Un exemple avec GPU

3.4.7.1.2 : Un exemple avec GPU

C'est un peu le but du cours, donc il faudra bien y passer à un moment où à un autre. Si vous voulez des informations à jour, la doc est ici.

Le tableau 1 reprend les informations concernant les machines et les GPU qui y sont installés ^{noteDu moins quand j'écris ces lignes.}.

Server number	NVIDIA cards per server	Profile
001 to 003	2 x Tesla K80	Default
004	1 x Tesla V100	Training
005	1 x Quadro P6000	Default
006	4 x Tesla T4	Inference
007 and 008	3 x Ampere A100	Training
009	1 x Ampere A100	None (restricted access to LISTIC laboratory users)

Table 1 : Ressources GPU utilisables sur MUST

Sur MUST le programme nvc++ est installé à /opt/nvidia/hpc_sdk/Linux_x86_64/21.9/compilers/bin/nvc++ sur les machines GPU.

Connectons nous sur une machine GPU avec le script helloworldgpu.sh :

#!/bin/sh

echo "Hello world Condor gpu ! from $(uname -a)"
# Version de nvc++
/opt/nvidia/hpc_sdk/Linux_x86_64/21.9/compilers/bin/nvc++ --version
# Version de cmake
cmake3 --version
# Version de make
make --version
# version de g++
echo "Some GCC 7 I presume"
/opt/rh/devtoolset-7/root/usr/bin/x86_64-redhat-linux-g++ --version

Et avec la configuration helloworldgpu.condor :

# Nom de l'executable
executable=helloworldgpu.sh
# On dit a Condor que l'on veut un environnement vide
universe=vanilla
# Fichier de sortie standard
output=helloworldgpu.output
# Fichier d'erreur
error=helloworldgpu.error
# On définit un fichier de log
log=helloworldgpu.log
# Pour transmettre l'environnement au job
getenv = True

# On ne veux qu'un GPU
request_gpus = 1
# for a specific GPU server, replace XXX with 001 to 009 according to your needs
requirements = machine == "lapp-wngpu007.in2p3.fr"

# On veut lancer un seul job
queue

Lançons notre job :

condor_submit helloworldgpu.condor
Submitting job(s).
1 job(s) submitted to cluster 9409.

Note : Mis à par le faire qu'il faut à peut près mille ans pour que le job s'exécute. Même si on ne demande pas de GPU sur lapp-wngpu007.in2p3.fr ou lapp-wngpu008.in2p3.fr, on fini bien pas avoir un résulat.

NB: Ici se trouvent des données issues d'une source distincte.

PR #11142, opened 2026-09-10
fix(server): survive a failed stderr write

andrewcai8:
## What changed

`apps/server/src/stderrGuard.ts` wraps the entrypoint's stderr so a failed write cannot end the process. `bin.ts` calls it inside the existing `isEntrypoint` block, so importing the module for tests still has no side effects.

## Why

The desktop app runs the server as a child process with piped stdio. `DesktopBackendManager` spawns it with `stdout`/`stderr` set to `"pipe"` and drains both. While that pipe is healthy everything is fine, but when a write starts failing with `EIO` the server dies for a reason that has nothing to do with its own work.

Node prints process warnings itself, from `node:internal/process/warning`. Its `writeOut` calls `console.error` with no error handling of any kind, so a single failed write there becomes an uncaught exception. The warning is incidental. `ExperimentalWarning: SQLite is an experimental feature` is enough, and this package emits that one on every run. Observed as an Electron uncaught-exception dialog with this stack:

```
Error: write EIO
    at afterWriteDispatched (node:internal/stream_base_commons:159:15)
    ...
    at Writable.write (node:internal/streams/writable:508:10)
    at console.value (node:internal/console/constructor:310:16)
    at console.error (node:internal/console/constructor:441:26)
    at writeOut (node:internal/process/warning:56:3)
```

Guarding the stream rather than replacing the `warning` listener is deliberate. Owning the listener would mean reimplementing Node's warning formatting and would silently drop `--trace-warnings`. Wrapping the write leaves both alone and removes only the ability to crash.

A swallowed write reports success rather than failure. A caller told the write was buffered waits for a `drain` event that a broken pipe never emits.

## Validation

- `vp test run src/stderrGuard.test.ts`, 3 passed.
- Red first. With the guard body replaced by a no-op, 2 of the 3 fail, and the pass-through case still passes because it does not depend on the guard.
- `tsc --noEmit` in `apps/server`, exit 0, no diagnostics on the changed files.
- `vp lint` on the three changed files, exit 0.
- `vp test run src/bin.test.ts`, 23 passed.

`src/entrypoint.test.ts > matches through a symlinked entrypoint` fails both with and without this change when the checkout lives under `/tmp` on macOS, since `/tmp` is itself a symlink to `/private/tmp`. Pre-existing and unrelated.

## One related thing I did not change

`drainBackendOutput` in `apps/desktop/src/backend/DesktopBackendManager.ts` catches `BackendProcessOutputReadError` outside `Stream.runForEach`, so a read error ends the drain permanently instead of resuming it. Nothing would read that pipe again for the rest of the backend's life, which is one way to reach the state above. I found no evidence in local traces that it actually fired, so I left it to whoever owns that code rather than encode an unproven theory in a fix.

## Summary by CodeRabbit

* **Bug Fixes**
  * Improved resilience when writing diagnostic output fails, helping prevent unexpected process termination.
  * Stderr write errors are now handled gracefully while preserving normal output behavior.

* **Tests**
  * Added coverage for successful writes, write failures, and emitted stream errors.

### DIFF
--- a/apps/server/src/bin.ts
+++ b/apps/server/src/bin.ts
@@ -16,6 +16,7 @@ import { sharedServerCommandFlags } from "./cli/config.ts";
 import { isEntrypoint } from "./entrypoint.ts";
 import { projectCommand } from "./cli/project.ts";
 import { runServerCommand, serveCommand, startCommand } from "./cli/server.ts";
+import { guardStderr } from "./stderrGuard.ts";
 import { serviceCommand } from "./cli/service.ts";
 import { servicePreflightCommand } from "./cli/servicePreflight.ts";
 import { themeCommand } from "./cli/theme.ts";
@@ -75,6 +76,7 @@ if (
     runtimeMain: import.meta.main,
   })
 ) {
+  guardStderr(process.stderr);
   Command.run(cli, { version: packageJson.version }).pipe(
     Effect.scoped,
     Effect.provide(CliRuntimeLayer),
--- a/apps/server/src/stderrGuard.test.ts
+++ b/apps/server/src/stderrGuard.test.ts
@@ -1,0 +1,42 @@
+// @effect-diagnostics nodeBuiltinImport:off - the guard exists for a real Node stream.
+import * as NodeStream from "node:stream";
+
+import { describe, expect, it } from "vite-plus/test";
+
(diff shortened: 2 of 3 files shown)


andrewcai8:
Closing, opened against the wrong repo. This belongs on my fork's own line of work, not upstream.

PR #11150, opened 2026-09-11
fix(server): clean up question uploads when preparation fails

kiiwee:
## What Changed

Roll back newly copied question attachments when a later question's upload claim or attachment-path preparation fails. Keep the pending retry sources and pre-existing attachments, and preserve copies after dispatch because an error there may follow acceptance.

## Why

A multi-question `runtime-request.respond` could copy the first question's upload into the thread store, fail on a later attachment, and leave an orphan despite never dispatching the response. This targets the Orchestrator V2 branch in #2829 and contains only this fix and its regressions.

## Validation

- Reproduced both leaks before the fix: 2 failing regressions, existing dispatch-error retention test passing.
- `vp test run apps/server/src/orchestration-v2/ThreadMessageIntake.test.ts apps/server/src/orchestration-v2/AttachmentClaims.test.ts` — 9 passed.
- Targeted `vp lint --type-aware --type-check` passed for both changed files.
- Formatting applied to the changed files; rebased onto latest V2 branch before publishing.

Implemented by Grok 4.6 through Grok Build, with Codex supervision, patch application, and verification.


juliusmarminge:
Superseded — this fix landed on `t3code/codex-turn-mapping` via #11557 (the newer version carries the same change plus broader test coverage). Thanks for the PR!

PR #11151, opened 2026-09-11
fix(server): report the missing forced restart capability

kiiwee:
An explicit restart request could report that active steering was unsupported even when the provider supported it. Report the missing interrupt-and-restart capability and its matching error detail when restart is forced, preserving ordinary steering behavior.

The new six-case capability matrix fails before the fix; all 16 `CommandPolicy` tests pass afterward. Targeted type-aware lint, type checking, and formatting pass for both changed files.


juliusmarminge:
Superseded — this fix landed on `t3code/codex-turn-mapping` via #11565 (the newer version carries the same change plus broader test coverage). Thanks for the PR!

PR #11152, opened 2026-09-11
fix(orchestrator): restart the live provider session on model changes

kiiwee:
## What Changed

Select the newest live provider session when planning a model switch. Stopped and errored session records remain in history but no longer hide an older session that needs restarting.

## Why

When the newest record was stopped or errored, a model change requiring `restart_and_resume` released no session: selection chose the dead record, while release correctly excluded it. The live process was left running. This focused fix targets Orchestrator V2 (#2829) and preserves native provider-thread history fallback.

## Validation

- Reproduced both stopped/error cases before the fix: expected live session release, received an empty list.
- `vp test run apps/server/src/orchestration-v2/ProviderSwitchService.test.ts` — 4 passed.
- Targeted type-aware lint/type checking and formatting checks passed for both changed files.
- Rebased onto the latest V2 branch before publishing.

Implemented by Grok 4.6 through Grok Build, with Codex supervision, patch application, and verification.


juliusmarminge:
Superseded — this fix landed on `t3code/codex-turn-mapping` via #11505 (the newer version carries the same change plus broader test coverage). Thanks for the PR!

PR #11154, opened 2026-09-11
fix(server): select an available provider for delegated tasks

kiiwee:
A driver-only delegation could fail on an unavailable inherited provider instance even when another instance of that driver was healthy. Prefer the inherited instance only when it passes the existing availability checks, then fall back to a healthy instance. Explicit instance selection remains strict.

The regression failed before the fix. All 5 MCP service tests pass afterward, covering healthy inheritance, unavailable-account fallback, and explicit-account rejection. Targeted type-aware lint, type checking, and formatting pass for both changed files.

Hello world Condor gpu ! from Linux lapp-wngpu005.in2p3.fr 3.10.0-1160.42.2.el7.x86_64 #1 SMP Tue Sep 7 14:49:57 UTC 2021 x86_64 x86_64 x86_64 GNU/Linux
Some nvc++ version
Some other nvc++ version


nvc++ 21.9-0 64-bit target on x86-64 Linux -tp skylake 
NVIDIA Compilers and Tools
Copyright (c) 2021, NVIDIA CORPORATION & AFFILIATES.  All rights reserved.
Some cmake version
cmake3 version 3.17.5


CMake suite maintained and supported by Kitware (kitware.com/cmake).
Some make version
GNU Make 3.82
Construit pour x86_64-redhat-linux-gnu
Copyright (C) 2010  Free Software Foundation, Inc.
Licence GPLv3+ : GNU GPL version 3 ou ultérieure <http://gnu.org/licenses/gpl.html>
Ceci est un logiciel libre : vous êtes autorisé à le modifier et à la redistribuer.
Il ne comporte AUCUNE GARANTIE, dans la mesure de ce que permet la loi.
Some GCC 7 I presume
x86_64-redhat-linux-g++ (GCC) 7.3.1 20180303 (Red Hat 7.3.1-5)
Copyright (C) 2017 Free Software Foundation, Inc.
This is free software; see the source for copying conditions.  There is NO
warranty; not even for MERCHANTABILITY or FITNESS FOR A PARTICULAR PURPOSE

Voilà, nous avons la certitude que le HPC_SDK de NVidia, cmake et make sont bien installés ^{noteSur les OS pourris comme CentOS, cmake s'appelle cmake3 et pas cmake. Ceci n'est pas un reproche mais une constatation.}.

Note : De manière générale, il est préférable d'enfoncer des portes ouvertes pour commencer un projet, comme cela, on n'a pas de mauvaise surprise au moment on on s'attend à ce que tout fonctionne.